Dave Cramer: See Collection of the test EPUB publications.

Gertjan Franken: we contacted devs and urged them to fix the problems.
… we found no abuse in the wild yet, but we found it very possible, even via legal channels.
… our evaluation method is open-source, to try to help devs and make users confident in their security.
… our concerns: js execution. Not a lot of use in real epubs, but it greatly increases attack surface. We would argue that maybe you should prohibit js execution..
… of course this would limit use-cases greatly.
… so what about compromise? Have js execution disabled by default, subject to user consent?.
… Remote resources. Also increases attack surface, opens risk of reading user files. We are in favor of limiting ability to do this..
… Online remote resources. Also a huge security impact. But we’re not sure of all the use-cases for online remote resources..
… e.g. spec says it could be used if some resources are too big to put inside the container.
… URI schemes. Can be exploited to perform malicious actions. We would disallow use of certain schemes, not sure there is a legit use-case for this..
… the possibility of malicious action probably outweighs any usability impact.
… Embedded web engine configuration. ebooks should not be able to geolocate, or access webcam, but all of these are inherited as part of relying on web engines..
… some of the rs developers overwrite security defaults with flags (e.g. –allow-file-access-from-files). This is not recommended by devs of web engines, it’s for testing only..
… this could also be mentioned explicitly in spec.
… we did not find many rs that employed outdated web engine, but you could flag for rs devs that updating embedded web engines is very important.
… hard/strict requirements instead of recommendations. At the time of our evaluation, only a few rs adhered to the recommendations.
… creating awareness among users and developers. What is even more useful than a compliance checker might be having practical developer guidelines about these security issues.
… we didn’t have full overview of what use-cases were intended, so we erred on the side of cautions.
… thank you. Are there any questions?.

Dave Cramer: thank you, that was extremely informative and helpful.
… obviously js in general has been a thorny issue from the start, and not just because of security issues.
… we’ve had issues about who gets to intercept clicks when both rs and epub want to use js.
… but ability to use js is especially important in educational publishing.
… it seems that a lot of your research was done using trade books, as opposed to the specialized rs used for high ed, which rely really heavily on rs.
… unfortunately we can’t go back in time to when we first wrote epub 3.

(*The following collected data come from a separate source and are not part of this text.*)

PR #1015, opened 2022-11-29
Allow `/version` to be defined by environment variables

AetherUnbound:
## Fixes

This is necessary for continued work on https://github.com/WordPress/openverse-infrastructure/issues/175

## Description

This PR makes a few changes to the nginx target image for the API in order to prevent the need for mounting any files into the docker container. Previously, the `/version` was configured to return the contents of a `version.json` file. This file was created during deployment and mounted into the nginx image:

https://github.com/WordPress/openverse-infrastructure/blob/369d7858636797de276dbfc299b90b822a5ac527/modules/services/openverse-api/init.tpl#L79-L85

The issue with this is that we are trying to avoid the need for mounting anything into our API-related containers. This was the last necessary item that was being mounted. You can see that this endpoint is not served by the API by running `just up` and visiting http://localhost:50280/version. 

I've altered the image to construct the response from `/version` using environment variables rather than reading from a file on-disk. This involved a few changes to the environment substitution setup, which I was unfamiliar with (there are seemingly no references to `NGINX_ENVSUBST_FILTER` on GitHub where it's being defined by anyone other than us!). I added a few more comments to try and provide reference to what was being used, and where.

I also addressed an issue wherein we were erroneously referencing variables inside the nginx template with `\$` rather than just `$`. This was an artifact of constructing the config inside of the `init.tpl` file during deployment (which required that we escape the `$` character since it was used for its own interpolation). This was producing logs that looked like the following (note the extra `\` characters before field values):

> ` {"time_local":"\29/Nov/2022:00:33:08 +0000","remote_addr":"\172.17.0.1","remote_user":"\","request":"\GET / HTTP/1.1","status": "\400","host_header": "\localhost","body_bytes_sent":\155,"request_time":"\0.020","http_referrer":"\","http_user_agent":"\Mozilla/5.0 (X11; Ubuntu; Linux x86_64; rv:106.0) Gecko/20100101 Firefox/106.0","upstream_response_time":\0.020,"http_x_forwarded_for":"\"}`

Lastly, I added a `just` recipe for running the nginx image locally with some suggestions on how to test that it works.

## Testing Instructions

1. Before checking out this branch, verify that the API returns a 404 on http://localhost:50280/version after running `just up`
1. Run `just nginx`
1. Visit http://localhost:9090/static/admin/css/base.css and verify that results are returned (this should be from api.openverse.engineering)
1. Visit http://localhost:9090/version and verify that you receive something similar to the following:

```json
{

    "release": "47521cd5b288c35afaf0f996015e8122bbc1ccf8",
    "environment": "local"

}
```

## Checklist

<details>

```
Version 1.1

1 Letterman Drive
Suite D4700
San Francisco, CA, 94129

    indicated in the file; or

    in the file; or

    it.

```

</details>

### DIFF
--- a/api/Dockerfile
+++ b/api/Dockerfile
@@ -48,7 +48,9 @@ WORKDIR /app
 COPY nginx.conf.template /etc/nginx/templates/openverse-api.conf.template
 COPY /static /app/static
 
-ENV NGINX_ENVSUBST_FILTER="DJANGO_UPSTREAM_URL"
+# Only environment variables with this prefix will be available in the template
+ENV NGINX_ENVSUBST_FILTER="DJANGO_NGINX_"
+ENV DJANGO_NGINX_ENVIRONMENT="local"
 
 #######
 # API #
--- a/api/nginx.conf.template
+++ b/api/nginx.conf.template
@@ -2,18 +2,18 @@ error_log /var/log/nginx/error.log;
 
 log_format json_combined escape=json
     '{'
-    '"time_local":"\$time_local",'
-    '"remote_addr":"\$remote_addr",'
-    '"remote_user":"\$remote_user",'
-    '"request":"\$request",'
-    '"status": "\$status",'
-    '"host_header": "\$host",'
-    '"body_bytes_sent":\$body_bytes_sent,'
-    '"request_time":"\$request_time",'
-    '"http_referrer":"\$http_referer",'
-    '"http_user_agent":"\$http_user_agent",'
-    '"upstream_response_time":\$upstream_response_time,'
-    '"http_x_forwarded_for":"\$http_x_forwarded_for"'
+    '"time_local":"$time_local",'
+    '"remote_addr":"$remote_addr",'
+    '"remote_user":"$remote_user",'
+    '"request":"$request",'
+    '"status": "$status",'
+    '"host_header": "$host",'
+    '"body_bytes_sent":$body_bytes_sent,'
+    '"request_time":"$request_time",'
+    '"http_referrer":"$http_referer",'
+    '"http_user_agent":"$http_user_agent",'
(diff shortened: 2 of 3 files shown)


AetherUnbound:
@sarayourfriend I've added you as a reviewer since you were the original author of #990 and are most familiar with the code!

api/Dockerfile
```diff
@@ -48,7 +48,9 @@ WORKDIR /app
 COPY nginx.conf.template /etc/nginx/templates/openverse-api.conf.template
 COPY /static /app/static
 
-ENV NGINX_ENVSUBST_FILTER="DJANGO_UPSTREAM_URL"
+# Only environment variables with this prefix will be available in the template
+ENV NGINX_ENVSUBST_FILTER="DJANGO_NGINX_"
+ENV DJANGO_NGINX_ENVIRONMENT="local"
```
sarayourfriend, line 53: We'll need to be sure to pass this environment variable in the ECS configuration as well, once we get there. That at least is constant for the environment, so not an issue.

sarayourfriend (approved):
Ah, thank you for catching this! I totally forgot about this requirement when working on the original issue. Thanks for fixing the logging as well, I had not noticed that.

sarayourfriend:
Regarding `NGINX_ENVSUBST_FILTER`, btw... I think I ended up having to read the various entrypoint scripts that the Nginx image comes with to discover this! It is not documented in the README for the image on docker hub :cry:

api/Dockerfile
AetherUnbound: Yes, same with the `DJANGO_NGINX_GIT_REVISION`!

stacimc (approved):
Thank you for the testing instructions! LGTM 😄

PR #1027, opened 2022-12-02
Replace grequests with asyncio solution

### LINKED ISSUE #486: Move off of grequests
## Problem

The API currently uses [the `grequests` library](https://github.com/spyoungtech/grequests) for handling some of the `head` requests it completes when returning results (specifically in [`validate_images.py`](https://github.com/WordPress/openverse-api/blob/main/api/catalog/api/utils/validate_images.py#L37)).

## Description

The README for the project says:

> Note: You should probably use requests-threads or requests-futures instead.

The project has also not had a release since 2020. We might want to consider using one of those proposed alternatives.

## Alternatives

Leave as is and hope for the best!

## Additional context

Some more context in Sentry: https://sentry.io/share/issue/061ba99fc3df4c23bdb7643d337bbda0/

## Implementation

sarayourfriend:
## Fixes

Fixes #486 by @AetherUnbound 

## Description

This PR removes `grequests` and replaces it with `aiohttp` and Django's `async_to_sync`.

It also introduces the lovely `pook` library for mocking HTTP requests. I found a bug there as well while working on this PR that I'll try to contribute an upstream fix for: https://github.com/h2non/pook/issues/82

## Testing Instructions

Follow the instructions in the README to run the application locally (be sure to `just build web` for the new dependencies!) and make an image or audio search and verify that it works the same as on `main`.

Verify that the changes to the unit tests make sense and that the same things are still being tested.

## Checklist

<details>

```
Version 1.1

1 Letterman Drive
Suite D4700
San Francisco, CA, 94129

    indicated in the file; or

    in the file; or

    it.

```

</details>


api/catalog/api/utils/validate_images.py
```diff
@@ -57,24 +81,13 @@ def validate_images(query_hash, start_slice, results, image_urls):
...
     logger.debug(f"len(to_verify)={len(to_verify)}")
 
-    reqs = (
-        grequests.head(
-            url, headers=HEADERS, allow_redirects=False, timeout=2, verify=False
-        )
-        for url in to_verify.keys()
-    )
-    verified = grequests.map(reqs, exception_handler=_validation_failure)
+    verified = _make_head_requests(to_verify.keys())
```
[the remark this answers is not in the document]
sarayourfriend: Nope, excluding them was an oversight on my part. I've added them back in the latest commit. Thanks for catching that.

api/catalog/api/utils/validate_images.py
```diff
@@ -57,24 +81,13 @@ def validate_images(query_hash, start_slice, results, image_urls):
...
+
     # Cache newly verified image statuses.
     to_cache = {}
-    # relies on the consistenct of the order returned by `dict::keys()` which
-    # is safe as of Python 3 dot something
-    for idx, url in enumerate(to_verify.keys()):
+    for result in verified:
+        url, status = result
```
AetherUnbound, line 89: Would it be possible to just unpack on the iteration?
```suggestion
    for url, status in verified:
```

api/catalog/api/utils/validate_images.py
```diff
@@ -99,7 +112,7 @@ def validate_images(query_hash, start_slice, results, image_urls):
     for idx, url in enumerate(to_verify):
         cache_idx = to_verify[url]
         if verified[idx] is not None:
```
AetherUnbound, line 114: I might be wrong, won't this always be true? I believe the type of `verified[idx]` is `tuple[str, int]` which won't be `None` even in the default case.

I think this will still work because the default is now `-1`, but that also means the `else` code path won't be touched.

api/test/unit/utils/validate_images_test.py
```diff
@@ -22,48 +21,26 @@ def get_redis_connection(*args, **kwargs):
...
+        pook.head(pook.regex(r"https://example.org/\d"))
+        .times(len(results))
+        .reply(200)
+        .mock
+    )
+
     validate_images(query_hash, start_slice, results, image_urls)
 
-    requested_urls = [r.url for r in grequests.requests]
+    assert head_mock.calls > 0
```
AetherUnbound, line 41: Would we want this to be an exact check? Is there a reason why some requests might fail?
```suggestion
    assert head_mock.calls == len(result)
```

AetherUnbound (commented):
Wow, I'm so happy this was such a simple change! I tried running this locally and (after I remembered to force dead link filtering since we disabled that by default in #1043 so I could see the logging) verified everything worked 🚀

api/test/unit/utils/validate_images_test.py
sarayourfriend: Nope, you're right, it should check exactly the number of calls :+1:

api/catalog/api/utils/validate_images.py
```diff
@@ -28,6 +30,28 @@ def _get_expiry(status, default):
...
+        async with session.head(url, timeout=2, allow_redirects=False) as response:
+            return url, response.status
+    except aiohttp.ClientError as exception:
+        _validation_failure(exception)
+        return url, -1
+
+
+# https://stackoverflow.com/q/55259755
+@async_to_sync
+async def _make_head_requests(urls: list[str]):
```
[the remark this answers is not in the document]
sarayourfriend: It is a coroutine, but does the return type need to be explicitly set as a coroutine? This makes it seem like you do not need to wrap the return type annotation in `Awaitable` as it's implied by it being on an async function: https://docs.python.org/3/library/typing.html#callable

I think it can just be as you suggested, the type of the result of the coroutine.

api/catalog/api/utils/validate_images.py
sarayourfriend: I think you're right. I'll make the clean up here, thanks for catching it!

api/catalog/api/utils/validate_images.py
```diff
@@ -28,6 +30,28 @@ def _get_expiry(status, default):
     return config(f"LINK_VALIDATION_CACHE_EXPIRY__{status}", default=default, cast=int)
 
 
+async def _head(url: str, session: aiohttp.ClientSession):
```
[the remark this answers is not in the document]
sarayourfriend: Done in https://github.com/WordPress/openverse-api/pull/1027/commits/582d563ada7def1b8ded7b0c80d3b994fe22deda

api/catalog/api/utils/validate_images.py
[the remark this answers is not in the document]
sarayourfriend: Done in https://github.com/WordPress/openverse-api/pull/1027/commits/582d563ada7def1b8ded7b0c80d3b994fe22deda

api/catalog/api/utils/validate_images.py
sarayourfriend: Yup, changed the whole statement to a comprehension in https://github.com/WordPress/openverse-api/pull/1027/commits/582d563ada7def1b8ded7b0c80d3b994fe22deda

sarayourfriend:
@AetherUnbound @obulat please re-review at your convenience. Let me know if there are specific things you'd like to see changed.

api/catalog/api/utils/validate_images.py
```diff
@@ -145,6 +151,6 @@ def validate_images(query_hash, start_slice, results, image_urls):
     )
 
 
-def _validation_failure(request, exception):
+def _validation_failure(exception):
```
obulat, line 154: Nit: can we name this function with a verb, something like `_log_validation_failure`?

api/catalog/api/utils/validate_images.py
```diff
@@ -28,6 +30,28 @@ def _get_expiry(status, default):
...
+        _validation_failure(exception)
+        return url, -1
+
+
+# https://stackoverflow.com/q/55259755
+@async_to_sync
+async def _make_head_requests(urls: list[str]) -> list[tuple[str, int]]:
+    tasks = []
+    async with aiohttp.ClientSession(headers=HEADERS) as session:
+        for url in urls:
```
obulat, line 47: Can this also be converted to a list comprehension, or do you think it makes it more difficult to understand?
`tasks = [asyncio.ensure_future(_head(url, session)) for url in urls`]

api/catalog/api/utils/validate_images.py
```diff
@@ -28,6 +30,28 @@ def _get_expiry(status, default):
...
+            task = asyncio.ensure_future(_head(url, session))
+            tasks.append(task)
+        responses = asyncio.gather(*tasks)
+        await responses
+    return responses.result()
+
+
```
obulat, line 54: Nit: maybe we could also add type annotations to `validate_images`?

api/catalog/api/utils/validate_images.py
```diff
@@ -84,11 +84,7 @@ def validate_images(query_hash, start_slice, results, image_urls):
     verified = _make_head_requests(to_verify.keys())
 
     # Cache newly verified image statuses.
-    to_cache = {}
-    for result in verified:
-        url, status = result
-        cache_key = CACHE_PREFIX + url
-        to_cache[cache_key] = status
+    to_cache = {CACHE_PREFIX + url: status for url, status in verified}
```
AetherUnbound, line 87: Much simpler! 🤩

AetherUnbound (approved):
Looks great! 👍🏼 from me but +1 to Olga's suggestions as well

sarayourfriend:
@obulat I've addressed your comments. Please re-review when you have a moment, thanks.

obulat (approved):
The code looks great, works well locally, and the tests are much simpler. Hopefully, this is a start of a quick transition to async (and the DRF is ready soon).

I wonder if we should add several 'dead' links to the local sample data so that we could see the dead link filtering locally, too.

sarayourfriend:
> I wonder if we should add several 'dead' links to the local sample data so that we could see the dead link filtering locally, too.

According to the dead link filtering test documentation there are currently some number of dead links in the test data: https://github.com/WordPress/openverse-api/blob/ea2162f42dc1d73baa36846515030f78b3dfc593/api/test/dead_link_filter_test.py#L188-L195

The test doesn't really check whether different results are returned if filtering is enabled or not, so the comment could be out of date.

PR #1032, opened 2022-12-06
Make page_count self-truncating when we detect the last page of a query

### LINKED ISSUE #196: Dead link filtering reduces number of queryable pages
## Description

The dead link filtering algorithm significantly limits the pages that can be retrieved.

## Reproduction

0. Go to audio search endpoint: `http://localhost:8000/v1/audio/`. Note the number of pages.
1. Go to a page number that's quite high but less than 250, like 200: `http://localhost:8000/v1/audio/?page=200`
2. See the deep pagination error. This should not be happening.

## Expectation

Page count calculation should be correct and should allow pagination upto the stated limit.

## Resolution

sarayourfriend:
## Fixes

Fixes #196  by @dhruvkb 

## Description

This relatively simple change "truncates" the page count for a query to the current page number if we receive fewer results on the page than are able to fill out the page based on the page_size. This follows the suggestion from the issue by @AetherUnbound.

## Testing Instructions

Checkout the branch and run the project according to the README.

Test the result views and pay attention to the page count. Test queries that have a single page, multiple pages, 20 pages, etc. Tip: use increasingly specific terms to get smaller returns from the test data.

Review the unit test cases added and confirm they are sensible.

## Checklist

<details>

```
Version 1.1

1 Letterman Drive
Suite D4700
San Francisco, CA, 94129

    indicated in the file; or

    in the file; or

    it.

```

</details>

### DIFF
--- a/api/catalog/api/controllers/search_controller.py
+++ b/api/catalog/api/controllers/search_controller.py
@@ -510,11 +510,10 @@ def _get_result_and_page_count(
         return 0, 1
 
     result_count = response_obj.hits.total.value
-    page_count = int(result_count / page_size)
-    if result_count > page_size and page_count % page_size != 0:
-        page_count += 1
+    page_count = ceil(result_count / page_size)
+
     if len(results) < page_size:
-        if page_count == 0:
+        if page_count == 1:
             result_count = len(results)
 
         # If we have fewer results than the requested page size and are
--- a/api/catalog/api/controllers/search_controller.py
+++ b/api/catalog/api/controllers/search_controller.py
@@ -511,7 +511,7 @@ def _get_result_and_page_count(
 
     result_count = response_obj.hits.total.value
     page_count = int(result_count / page_size)
-    if page_count % page_size != 0:
+    if result_count > page_size and page_count % page_size != 0:
         page_count += 1
     if len(results) < page_size:
         if page_count == 0:
--- a/api/catalog/api/controllers/search_controller.py
+++ b/api/catalog/api/controllers/search_controller.py
@@ -410,7 +410,7 @@ def search(
     )
 
     result_count, page_count = _get_result_and_page_count(
-        search_response, results, page_size
+        search_response, results, page_size, page
     )
     return results or [], page_count, result_count
 
@@ -447,7 +447,7 @@ def related_media(uuid, index, request, filter_dead):
         s, start, end, page_size, response, request, filter_dead
     )
 
-    result_count, _ = _get_result_and_page_count(response, results, page_size)
+    result_count, _ = _get_result_and_page_count(response, results, page_size, page)
 
     return results or [], result_count
 
@@ -496,7 +496,7 @@ def get_sources(index):
 
 
 def _get_result_and_page_count(
-    response_obj: Response, results: list[Hit] | None, page_size: int
+    response_obj: Response, results: list[Hit] | None, page_size: int, page: int
 ) -> tuple[int, int]:
     """
     Elasticsearch does not allow deep pagination of ranked queries.
@@ -513,7 +513,16 @@ def _get_result_and_page_count(
     page_count = int(result_count / page_size)
     if page_count % page_size != 0:
         page_count += 1
-    if len(results) < page_size and page_count == 0:
-        result_count = len(results)
+    if len(results) < page_size:
+        if page_count == 0:
+            result_count = len(results)
+
+        # If we have fewer results than the requested page size and are
+        # not on the first page that means that we've reached the end of
+        # the query and can set the page_count to the currently requested
+        # page. This means that the `page_count` can change during
+        # pagination for the same query, but it's the only way to
+        # communicate under the current v1 API that a query has been exhausted.
+        page_count = page
 
     return result_count, page_count
--- a/api/catalog/api/controllers/search_controller.py
+++ b/api/catalog/api/controllers/search_controller.py
@@ -506,8 +506,14 @@ def _get_result_and_page_count(
     :param results: The list of filtered result Hits.
     :return: Result and page count.
     """
-    if results is None:
-        return 0, 1
+    if not results:
+        return 0, 0
+
+    if page == 0:
+        # Realistically ``page`` shouldn't be submitted as 0, but if it is
+        # we treat it synonymously as the first page. We can set that here
+        # explicitly so that the behaviour if clear.
+        page = 1
 
     result_count = response_obj.hits.total.value
     page_count = ceil(result_count / page_size)
--- a/api/catalog/api/controllers/search_controller.py
+++ b/api/catalog/api/controllers/search_controller.py
@@ -509,12 +509,6 @@ def _get_result_and_page_count(
     if not results:
         return 0, 0
 
-    if page == 0:
-        # Realistically ``page`` shouldn't be submitted as 0, but if it is
-        # we treat it synonymously as the first page. We can set that here
-        # explicitly so that the behaviour if clear.
-        page = 1
-
     result_count = response_obj.hits.total.value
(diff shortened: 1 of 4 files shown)


sarayourfriend:
I am debugging the tests that are failing. It is easy to fix them, I just change the page_count from 0 to 1 to match the new expected result of the page counting operation... however, now I am second guessing whether `page_count` should be 1 or 0 when there is only a single page of results. Do any @WordPress/openverse-api folks know what the intention is? My intuition is that it should be 1 as there is a single page of results. I've made changes to reflect that, but again, I'm second guessing myself that I actually understand the original intention of the code, in particular because the "dangling page of results" code was obscure to me (why did we modulo page count over page size? this made no sense to me).

Thanks for any insight here.

zackkrida:
This was discussed a bit in the community meeting in the [Make WP Slack](https://make.wordpress.org/chat/):

https://wordpress.slack.com/archives/C02012JB00N/p1670945242644929

@obulat shared that the frontend expects the page count to be `1`, and I mentioned that an api response with these values:

```json
{
  "page": 1,
  "page_count": 1
}
```

feels internally consistent. 

Additionally, the API currently requires users to pass a `page` value of 1 or higher:

https://api.openverse.engineering/v1/audio/?q=puppy&page=0

```json
{
    "detail": {
        "page": [
            "Ensure this value is greater than or equal to 1."
        ]
    }
}
```

sarayourfriend:
That is all in line with what my expectations would be as well. Thanks for uncovering those details, Zack. I'll undraft this now :slightly_smiling_face:

sarayourfriend:
I will be AFK starting tomorrow so Dhruv and Olga, if y'all review and approve this feel free to merge it at your convenience if you're working.

api/catalog/api/controllers/search_controller.py
```diff
@@ -510,10 +510,18 @@ def _get_result_and_page_count(
...
-        page_count += 1
-    if len(results) < page_size and page_count == 0:
-        result_count = len(results)
+    page_count = ceil(result_count / page_size)
+
+    if len(results) < page_size:
+        if page_count == 1:
+            result_count = len(results)
+
+        # If we have fewer results than the requested page size and are
```
obulat, line 519: I was afraid that this change will mean that we have to update the frontend code to account for the `page_count` changing between request, but we actually do update it on every request, so it's fine :)

api/test/unit/controllers/test_search_controller.py
```diff
@@ -13,36 +13,51 @@
...
-    "total_hits, real_result_count, page_size, expected",
+    "total_hits, real_result_count, page_size, page, expected",
     [
         # No results
-        (0, 0, 10, (0, 0)),
+        (0, 0, 10, 0, (0, 0)),
         # Setting page size to 0 raises an exception
         pytest.param(
-            0, 0, 0, (0, 0), marks=pytest.mark.raises(exception=ZeroDivisionError)
+            0, 0, 0, 0, (0, 0), marks=pytest.mark.raises(exception=ZeroDivisionError)
```
obulat, line 22: In practice, this function can never be called with 0 as the `page_size` value because we have a validator on `page_size` with a minimum value of 1.

api/test/unit/controllers/test_search_controller.py
```diff
@@ -13,36 +13,51 @@
...
         ),
         # Fewer results than page size leads to max of result total
-        (5, 5, 10, (5, 0)),
+        (5, 5, 10, 0, (5, 0)),
```
obulat, line 25: I don't understand why the page_count returned here is 0. Isn't it supposed to be 1 even if we have 1 result?

api/test/unit/controllers/test_search_controller.py
sarayourfriend: Correct, but unit tests generally are not meant to embed meta-knowledge of the application like that. The list here tests the unit's possible (relevant and irrelevant to the application) inputs which makes it easier to verify the intended behaviour (at least in my experience).

api/test/unit/controllers/test_search_controller.py
sarayourfriend: It should be, yes. I suppose it should only ever return 0 if there are 0 results. I'll look into this, thanks for catching it.

sarayourfriend: This turned out to mostly be a test quirk, as the page sent to the method was `0` even though that's not a real page that ever really gets requested because we do not 0 index the pages. However, it's easy to correct for it by treating `page = 0` the same as `page = 1`.

sarayourfriend:
@obulat Can you re-review this? @dhruvkb when you have a chance this needs a second review. Thanks@

api/test/unit/controllers/test_search_controller.py
obulat: Thank you for looking into this, @sarayourfriend! Do you think a comment about it would be useful in the tests?

api/catalog/api/controllers/search_controller.py
```diff
@@ -506,14 +506,28 @@ def _get_result_and_page_count(
     :param results: The list of filtered result Hits.
     :return: Result and page count.
     """
-    if results is None:
-        return 0, 1
+    if not results:
+        return 0, 0
+
+    if page == 0:
```
obulat, line 512: Honestly, this even seems redundant since we have the validators that prevent the users from ever setting the `page` to 0, and if you send the request with `page=0`, you get a 400 response: https://api.openverse.engineering/v1/images/?q=nature&page=0.

api/test/unit/controllers/test_search_controller.py
```diff
@@ -13,36 +13,51 @@
...
+        (25, 5, 5, 0, (25, 5)),
         # Unevenly divisible number of pages
-        (21, 5, 5, (21, 5)),
+        (21, 5, 5, 0, (21, 5)),
         # My assumption would be that this yields (20, 4), but the code is such that
         # when the "natural" page count can't be cleanly divisible by the page size,
         # We increment it plus one. Why would that be the case? 20 results, with 5
         # results per-page, would seem to result in 4 pages total not 5 🤷‍♀️
-        (20, 5, 5, (20, 5)),
+        (20, 5, 5, 0, (20, 4)),
```
obulat, line 40: I guess we can remove the comment above now?

obulat (approved):
Fantastic test cases! 
I think one comment is redundant now that these changes have been introduced, note in the inline comments.

api/catalog/api/controllers/search_controller.py
sarayourfriend: That's true. I had mixed feelings about it. Do you think I should instead update the tests to only pass inputs we know would be valid according to the API? That doesn't seem unreasonable, really...

obulat: If we leave it as is, then it'll be very easy to allow for `page=0` in the API request in the future if we ever decide to do that. However, it will also mean that an unnecessary clause will run for every request. Even though it's very (extremely) short. I'm also not sure, but since we're not likely to change the allowed pages,, it seems better to save a tiny amount of resources on each request :)

sarayourfriend: I changed it to remove the impossible edge case, thanks for the feedback :pray:

api/test/unit/controllers/test_search_controller.py
sarayourfriend: Done in https://github.com/WordPress/openverse-api/pull/1032/commits/bfa0802d00cdc4282e2063b8f91fac8e66f1ff9a

dhruvkb (approved):
The change makes sense and the tests are very comprehensive. If the frontend automatically works with it, that's icing on the cake!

Gertjan Franken: if I understand correctly these edu epubs have interactive examples, is that right?.

Dave Cramer: sometimes it may be tied to online learning, i.e. recording student progress on a server.
… we want to shut down local remote resources, but for online remote resources, we do have use-cases related to file size, and web fonts.

Gertjan Franken: what I saw with Apple Books on iOS, there if you load a chapter that needs a remote resources, it prompts users with a modal asking permission to load from a particular domain (and remembers the decision).
… of course it comes with a certain amount of time in re-designing the UI, but worth looking into.

Brady Duga: about js, the epubs are supposed to say whether they support js or not. So we could have recommendation that rs disable js when epub does not say it uses js. And when epub says it does use js, then we can prompt user..
… we may already say something like that in the spec.

Ivan Herman: right, the mechanism is there, because we have the “scripted” property.
… we should put duga’s suggestion in the security section..
… When I read your paper it made me really surprised to realize that we do allow accessing local fs.
… in paper it seemed that it was intention that this was possible, but in reality it was more just because file: was part of the web.
… we simply did not explicitly disallow it.
… and that’s why I think disallowing the file scheme should happen.
… so you have these epub files that you used for testing. We are developing a pretty large test suite for epub testing in general, I was wondering whether your test books can either be incorporated into ours, or referenced.
… to re-use those.
… which would force rs vendors who want to self-test to use those.
… how many is that?.

Gertjan Franken: at least one per area of experimentation, but might be more.
… agree that it would be useful to incorporate into your testing too (but I haven’t look at yours yet).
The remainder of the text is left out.